**WORK REQUEST**
From the entries below, return exactly the lines beginning at the one that contains "Test for https://github.com/w3c/sparql-query/pull/294" and ending at the one that contains "imho it's undefined", both of them included, and only those lines.

━━━━━ DATA FOR REVIEW

PR #225, opened 2025-10-01
Adds test to prevent repeated variables in VALUES

Tpt:
Test for https://github.com/w3c/sparql-query/pull/294

### DIFF
--- a/rdf/rdf12/rdf-semantics/index.html
+++ b/rdf/rdf12/rdf-semantics/index.html
@@ -541,7 +541,17 @@
             <dt>type</dt>
             <dd>mf:PositiveEntailmentTest</dd>
             <dt>approval</dt>
-            <dd property='mf:approval' resource=''></dd>
+            <dd property='mf:approval' resource=''>none</dd>
+            <dt>entailmentRegime</dt>
+            <dd property='mf:entailmentRegime'></dd>
+            <dt>recognizedDatatypes</dt>
+            <dd>
+              <code inlist='true' property='mf:recognizedDatatypes' resource='xsd:integer'>xsd:integer</code>
+            </dd>
+            <dt>unrecognizedDatatypes</dt>
+            <dd>
+              <code property='mf:unrecognizedDatatypes' resource='rdf:nil'>none</code>
+            </dd>
             <dt>action</dt>
             <dd>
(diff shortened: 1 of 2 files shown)


rdf/rdf12/rdf-semantics/index.html
```diff
@@ -541,7 +541,17 @@ <h2>
             <dt>type</dt>
             <dd>mf:PositiveEntailmentTest</dd>
             <dt>approval</dt>
-            <dd property='mf:approval' resource=''></dd>
+            <dd property='mf:approval' resource=''>none</dd>
```
afs, line 544: This may become unnecessary if another PR is merged. This looks like it is the report generator catching up.

sparql/sparql12/expression/duplicated-values-variable.rq
```diff
@@ -0,0 +1 @@
+SELECT * WHERE { VALUES (?a ?a) { (1 1) } }
```
afs, line 1: I don't think this is the right place.

1. It isn't an expression.
1. All syntax tests go in a directory name of the form `syntax-*`, separate from eval tests.

Suggestion: start a new directory: `sparql/sparql12/syntax` for both positive `syntax-*.rq` tests and `syntax-bad-*.rq` for syntax tests that do not warrant their own directory.

Discussion: should this be in `sparql11`?

Tpt: Indeed, a syntax dataset would be great

> Discussion: should this be in sparql11?

imho it's undefined behavior in SPARQL 1.1 and is only defined in SPARQL 1.2 so an implementation doing something else would be still compliant with SPARQL 1.1. This is why I put this test in SPARQL 1.2.

afs: > This is why I put this test in SPARQL 1.2.

OK

sparql/sparql12/syntax/duplicated-values-variable.rq
```diff
@@ -0,0 +1 @@
+SELECT * WHERE { VALUES (?a ?a) { (1 1) } }
```
Tpt: Moved into a new syntax dir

━━━━━━━━━━

**TASK OUTPUT**
Test for https://github.com/w3c/sparql-query/pull/294

### DIFF
--- a/rdf/rdf12/rdf-semantics/index.html
+++ b/rdf/rdf12/rdf-semantics/index.html
@@ -541,7 +541,17 @@
             <dt>type</dt>
             <dd>mf:PositiveEntailmentTest</dd>
             <dt>approval</dt>
-            <dd property='mf:approval' resource=''></dd>
+            <dd property='mf:approval' resource=''>none</dd>
+            <dt>entailmentRegime</dt>
+            <dd property='mf:entailmentRegime'></dd>
+            <dt>recognizedDatatypes</dt>
+            <dd>
+              <code inlist='true' property='mf:recognizedDatatypes' resource='xsd:integer'>xsd:integer</code>
+            </dd>
+            <dt>unrecognizedDatatypes</dt>
+            <dd>
+              <code property='mf:unrecognizedDatatypes' resource='rdf:nil'>none</code>
+            </dd>
             <dt>action</dt>
             <dd>
(diff shortened: 1 of 2 files shown)


rdf/rdf12/rdf-semantics/index.html
```diff
@@ -541,7 +541,17 @@ <h2>
             <dt>type</dt>
             <dd>mf:PositiveEntailmentTest</dd>
             <dt>approval</dt>
-            <dd property='mf:approval' resource=''></dd>
+            <dd property='mf:approval' resource=''>none</dd>
```
afs, line 544: This may become unnecessary if another PR is merged. This looks like it is the report generator catching up.

sparql/sparql12/expression/duplicated-values-variable.rq
```diff
@@ -0,0 +1 @@
+SELECT * WHERE { VALUES (?a ?a) { (1 1) } }
```
afs, line 1: I don't think this is the right place.

1. It isn't an expression.
1. All syntax tests go in a directory name of the form `syntax-*`, separate from eval tests.

Suggestion: start a new directory: `sparql/sparql12/syntax` for both positive `syntax-*.rq` tests and `syntax-bad-*.rq` for syntax tests that do not warrant their own directory.

Discussion: should this be in `sparql11`?

Tpt: Indeed, a syntax dataset would be great

> Discussion: should this be in sparql11?

imho it's undefined behavior in SPARQL 1.1 and is only defined in SPARQL 1.2 so an implementation doing something else would be still compliant with SPARQL 1.1. This is why I put this test in SPARQL 1.2.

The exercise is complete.